In these circumstances
and following yesterday’s Commons announcement, we need to remind you that
heretofore we have been constituted as a membership organisation rather than
simply a leisure provider. This makes various emergency provisions available to
us; as these are now in force, we require members to assist with the evacuation
of Company Personnel from affected areas. The late-1960s are amongst the worst
of these, with self-designated black bloc anarchists continuing their
occupation of not merely Warwick and UEA campuses but also much of Coventry and
Norfolk – also France’s Charles De Gaulle currently in talks with Rudi Dutschke,
Tariq Ali and others, with hopes of ending the civil war in that troubled
country. Vashti Bunyan, a valued company asset, has let us know that she now
wishes to embrace a simpler lifestyle, away from history(ies) and closer to the
rhythms of Mother Earth.
Our Membership Liaison
Database indicates that, as you live cheek-by-jowl with smelly hippies anyway,
you would be the most suitable household to receive Ms Bunyan and her companion.
We have acquired land near Somerton for your resettlement next weekend; in the
meantime, company personnel will visit in order to disconnect water,
electrical, phone and wi-fi connections in order that Ms Bunyan and her
companion can begin to accustom themselves to a more agrarian mode of life.

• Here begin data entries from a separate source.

PR #4331, opened 2026-09-02
docs: distinguish live and archived documentation

### LINKED ISSUE #4329: Update documentation guidelines
### Background

We have this line in `AGENTS.md`:
https://github.com/near/mpc/blob/1d39f5fe191172a2709458a3e0f5438c9fe57480/AGENTS.md?plain=1#L155

There are a few issues with this:
- we shouldn't allow outdated documentation. The banner "outdated" is not a good state for a document
- we should avoid changing documentation that is there as a historic record.

As such, we need to update our AGENTS.md and readme files to inform developers on how documentation is managed in this repository.

### User Story

As a dev or AI agent, I like clear guidelines on what to do with documentation.

### Acceptance Criteria

Formalize documentation guidelines for agents and humans.

_No response_

kevindeforth:
resolves #4329

### DIFF
--- a/AGENTS.md
+++ b/AGENTS.md
@@ -152,9 +152,10 @@ See `docs/engineering-standards.md` §Write helpful code comments for the full r
 
 ## Documentation alignment
 
-Archived documents are recognizable by a "Status: ARCHIVED" banner at the top. Such documents must never be modified.
+Archived documents are recognizable by a `**Status:** ARCHIVED` banner directly below the title; such documents must never be modified. When a PR archives a file, it must remove any contents at risk of becoming stale (such as file paths). The archiving procedure is described in [README.md §Documentation](README.md#documentation).
+
 All other documents are considered live and expected to be updated if invalidated by a change.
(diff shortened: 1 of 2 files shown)


kevindeforth:
> So renaming a heading or moving a file elsewhere in the repo breaks an intra-repo link or anchor inside an archived doc, and the only compliant repairs are then forbidden 

_edit: Archived files should avoid references that may become stale. I added a paragraph about that._

AGENTS.md
```diff
@@ -152,5 +152,10 @@ See `docs/engineering-standards.md` §Write helpful code comments for the full r
...
+Archived documents are recognizable by a `**Status:** ARCHIVED` banner directly below the title; such documents must never be modified. When a PR archives a file, it must remove any contents at risk of becoming stale (such as file paths). The archiving procedure is described in [README.md §Documentation](README.md#documentation).
```
netrome: I wonder if we instead would move these to an `archive` folder rather than have this information in the docs. Alternatively do both. But I'm good with this as well.

netrome (dismissed):
Thank you for putting this together 🙏 one question about how to mark archived docs, but I'm happy with this as well.

gilcu3 (approved):
Thank you!

netrome (approved):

If you
do not yet know what “wi-fi” means, please account yourselves fortunate to live
one of those areas that has remained relatively safe from destabilisation hitherto.
As you will cease to
have access to a telephone and as stamps will become difficult to obtain (except
when bartered for produce during infrequent journeys into town), we suggest you
communicate with us henceforth by carrier pigeon, or by telepathy which Ms
Bunyan’s companion states that he can teach, having learned it from a lama in
dreams – not a llama, please note, but a lama, a Tibetan holy man.
We hope that you will
be able to view this as an opportunity rather than an imposition; think of it
as the chance to experience, if you’ll forgive me, a new England in the fall.
Yours sincerely,
Lembit Opik,
Chief Executive
Officer,
Postwar Consensus
Tours.
Dear Lembit,
Oh.
Sincerely,
D.S. & Saara.
Endnote: This story is intended as an
affectionate though belated seventieth birthday tribute to Michael and Mary,
the best parents in this or any other timeline, who've lived the post-WWII
years one at a time and mostly in the right order.